#### [Exercise description]
In the material below, the lines from the one containing "My reason for" through the one containing "POWER_LIMIT_MW for each strip/device" are to be given again exactly, ends included, and no others.

#### [Data supplied]
PR #601, opened 2024-01-27
Comment fix, or the math is wrong ?

fanno:
## Description
Just a comment change, tho it could also be the math is wrong and the comment is correct.

## Contributing requirements

This is my first pull request here and a long time since i have made one. so don't know if i am doing it right.

should i do it via a separate branch on my fork ? or master fine ? its been soooo long not sure if it matters.

-Thanks

### DIFF
--- a/include/globals.h
+++ b/include/globals.h
@@ -264,7 +264,7 @@ extern RemoteDebug Debug;           // Let everyone in the project know about it
     #define NUM_CHANNELS            1
     #define ENABLE_AUDIO            0
 
-    #define POWER_LIMIT_MW       12 * 10 * 1000   // 10 amp supply at 5 volts assumed
+    #define POWER_LIMIT_MW       12 * 10 * 1000   // 12 volts, 10 amp supply
 
     // Once you have a working project, selectively enable various additional features by setting
     // them to 1 in the list below.  This DEMO config assumes no audio (mic), or screen, etc.
@@ -332,7 +332,7 @@ extern RemoteDebug Debug;           // Let everyone in the project know about it
 
     #define DEFAULT_EFFECT_INTERVAL     (60*60*24*5)
 
-    #define POWER_LIMIT_MW       12 * 10 * 1000   // 10 amp supply at 5 volts assumed
+    #define POWER_LIMIT_MW       12 * 10 * 1000   // 12 volts, 10 amp supply
 
     #if M5STICKC || M5STICKCPLUS || M5STACKCORE2
         #define LED_PIN0 32


rbergen:
I'll start with this question:

> should I do it via a separate branch on my fork ? or master fine ? its been soooo long not sure if it matters.

In a professional context there's usually a convention for this, but in the context of this project we leave it up to the contributor to select their head branch (that's the one containing the changes they want to push). Using the default branch in your fork does mean that you can't make any unrelated changes to that before this PR is merged or closed, which is why I personally always create a dedicated topic branch for a PR I intend to open. But again, it's up to you.

About the change you're proposing: I'm not comfortable with updating the comment, because it might suggest people to hook up 12V power supplies to kits that (most) often really need 5V. And as resilient as ESP32s tend to be to "software-level abuse", overvolting them that much will usually fry them.

I'll check with Dave if there's a reason the maths seem to based on 12V, while the comment suggests 5V is the correct value.

rbergen:
@fanno @robertlipe I sent Dave a message to ask the question. I'll see what he comes back with, and we'll take it from there.

rbergen:
> I dunno. This is a copy-paste mess.

That's basically what we're looking at. Some bits in the universe would be in better places if we fix this, which is why I'm making an effort to figure out where this 12 is coming from. More news will follow when I have it.

fanno:
I my self is working on a 24 V led strip project

I think you are right i should have made a separate branch for this..

This is not directly related to this BUT so so on same "toppic"

In global.h we have this as a default.
```
#ifndef POWER_LIMIT_MW
    #define POWER_LIMIT_MW 500*5                // Define for your power supply, default is a low 2500mA for USB
#endif

```

I would personally have made it "different" in stead of having to calculate the the power limit i would have something like this (giving the flexibility of being able to "overwrite it")

something like this (not tested yet at all)
having already NUM_LEDS

with 3 new variables WATS_PER_LED / LED_VOLTAGE / AMPS_PER_LED (or some other naming)

```
#ifndef POWER_LIMIT_MW
    #ifdef NUM_LEDS
        #ifdef WATS_PER_LED
            #define POWER_LIMIT_MW NUM_LEDS*WATS_PER_LED*1000
        else
            #ifdef LED_VOLTAGE
                #ifdef AMPS_PER_LED
                    #define POWER_LIMIT_MW NUM_LEDS*LED_VOLTAGE*AMPS_PER_LED*1000
                #endif
            #endif
        #endif
    #endif
#endif

#ifndef POWER_LIMIT_MW
    #define POWER_LIMIT_MW 500*5                // Define for your power supply, default is a low 2500mA for USB
#endif
```

My reason for this you are sometimes/often given info from datasheet eg "max wats/meter" (strip) and sometimes also watts per led.

So from that if length change and so on, you don't need to remember to "recalculate" the POWER_LIMIT_MW

Most often a "user" would chose the same type led strip but the length for each strip would chance "NUM_LEDS" so if you define WATS_PER_LED or (LED_VOLTAGE and AMPS_PER_LED) it POWER_LIMIT_MW would not need corrected if working with say  strips with various lengths

Not sure if the naming scheme of the variables here is correct/professionally i mostly program robots and plc's for a living.

I am aware this consent perhaps mostly works with strips and matrix ect may be different, but it could be "best of both worlds"

-Morten Hundevad

fanno:
Hello

> as to default is a low 2500mA for USB
Thats also in the source code i did not even see that one.

if NUM_LEDS is not the total number of LED you need a "TOTAL_NUM_LEDS"

POWER_LIMIT_MW should also be the total.. 

tho you could have 2 powersupply aswell not cuppoled. so you can have a 2 am supply on 1 strip and 8 amps on another.

Tho i think in reality normally one supply.

of one wanted this to be "correct"

POWER_LIMIT_MW for each strip/device

have them as array one per device would properly be more correct. (and maybe more flexible method), tho i do not know how this would work with defines.
NUM_LEDS[xx]
POWER_LIMIT_MW[xx]
....[xx]

I am willing to put in the work to make this change, just need pointers on how it should be done and i will make sure its correctly implemented and make a pull request.

is backwards capability something we should also think about?

Highlights how i see it:
Power limit "should" be PER "device"
I would like to see it calculated "automatic" but still have ability to overwrite it, where calculation via led/w led/V/A don't make sense..

Just so i don't come off a "snob" as i am a new comer her, i do recolonize this and don't expect that i just come and "change" everything.
This just looks like a "slight" over side/optimization that CAN be change but do not NEED to be.

-Morten Hundevad

P.S.
Again i just want to stress i am not trying to step on anyone's toes.

fanno:
I dig a little further.

Looks like Fast led do NOT support for separate power supply, or device. (of cause i could be wrong)

```
void set_max_power_in_milliwatts( uint32_t powerInmW)
{
    FastLED.setMaxPowerInMilliWatts(powerInmW);
}
```

there is also a function that takes amps/voltage directly it looks like
```
   // limit my draw to 1A at 5v of power draw
   FastLED.setMaxPowerInVoltsAndMilliamps(5,1000); 
```

calculate_max_brightness_for_power_mW is used as m_pPowerFunc
```	inline void setMaxPowerInMilliWatts(uint32_t milliwatts) { m_pPowerFunc = &calculate_max_brightness_for_power_mW; m_nPowerData = milliwatts; }```


As you can see unless i miss something, it IS not taking in to account power usage per channel (this IS a total over side in my opinion (in FastLED))

by this i mean it don't "protect" each "device" and don't support separate power supplies

One can argue that separate power supply is "uncommon", protection of the device should be done with a fuse.

What this is normally use for i assume is when you have led turning on/off and you have a power supply of say 5 amps and total draw in strip is sat 6 amps at full power all led it will scale IF all are on max but not if say 50 % of the led's are on.

But that would depend on the m_pPowerFunc
```
void CFastLED::show(uint8_t scale) {
	// guard against showing too rapidly
	while(m_nMinMicros && ((micros()-lastshow) < m_nMinMicros));
	lastshow = micros();

	// If we have a function for computing power, use it!
	if(m_pPowerFunc) {
		scale = (*m_pPowerFunc)(scale, m_nPowerData);
	}

	CLEDController *pCur = CLEDController::head();
	while(pCur) {
		uint8_t d = pCur->getDither();
		if(m_nFPS < 100) { pCur->setDither(0); }
		pCur->showLeds(scale);
		pCur->setDither(d);
		pCur = pCur->next();
	}
	countFPS();
}
```

In FASTled m_pPowerFunc (or a separate function that support reference to pCur ) should have been called inside each loop of pCur.

But i do not know if this is something we can "fix" i don't know cpp well enough to know if we can overwrite the (void CFastLED::show(uint8_t scale)) from within NDS to add this support. (don't know how hard it would be to have FastLED to make changes) for this support, if that is the only way.

This analysis assume that pCur is a "channel", so pehaps i am all wrong.

-Morten Hundevad

rbergen:
Ok, so an update on this one: the conclusion Dave and I came to is that we should drop the _requirement_ for defining `POWER_LIMIT_MW` altogether, and with that also actually remove all "project default" definitions of that symbol. Which is quite easy to do, except there is one place in `LEDStripGFX::PostProcessFrame()` (defined in ledstripgfx.cpp) that uses it unconditionally - but it is quite obvious how to fix that as well.

So, I'll open a PR shortly that makes those changes exactly. When I have and once we can agree that is the way to go, I'll merge that approach instead of this one.

fanno:
ok no problem

Den ons. 7. feb. 2024 kl. 20.08 skrev Rutger van Bergen <
***@***.***>:

rbergen:
Closing this in favor of #601. @fanno Thank you for bringing the greater point to our attention!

#### [Answer box]
My reason for this you are sometimes/often given info from datasheet eg "max wats/meter" (strip) and sometimes also watts per led.

So from that if length change and so on, you don't need to remember to "recalculate" the POWER_LIMIT_MW

Most often a "user" would chose the same type led strip but the length for each strip would chance "NUM_LEDS" so if you define WATS_PER_LED or (LED_VOLTAGE and AMPS_PER_LED) it POWER_LIMIT_MW would not need corrected if working with say  strips with various lengths

Not sure if the naming scheme of the variables here is correct/professionally i mostly program robots and plc's for a living.

I am aware this consent perhaps mostly works with strips and matrix ect may be different, but it could be "best of both worlds"

-Morten Hundevad

fanno:
Hello

> as to default is a low 2500mA for USB
Thats also in the source code i did not even see that one.

if NUM_LEDS is not the total number of LED you need a "TOTAL_NUM_LEDS"

POWER_LIMIT_MW should also be the total.. 

tho you could have 2 powersupply aswell not cuppoled. so you can have a 2 am supply on 1 strip and 8 amps on another.

Tho i think in reality normally one supply.

of one wanted this to be "correct"

POWER_LIMIT_MW for each strip/device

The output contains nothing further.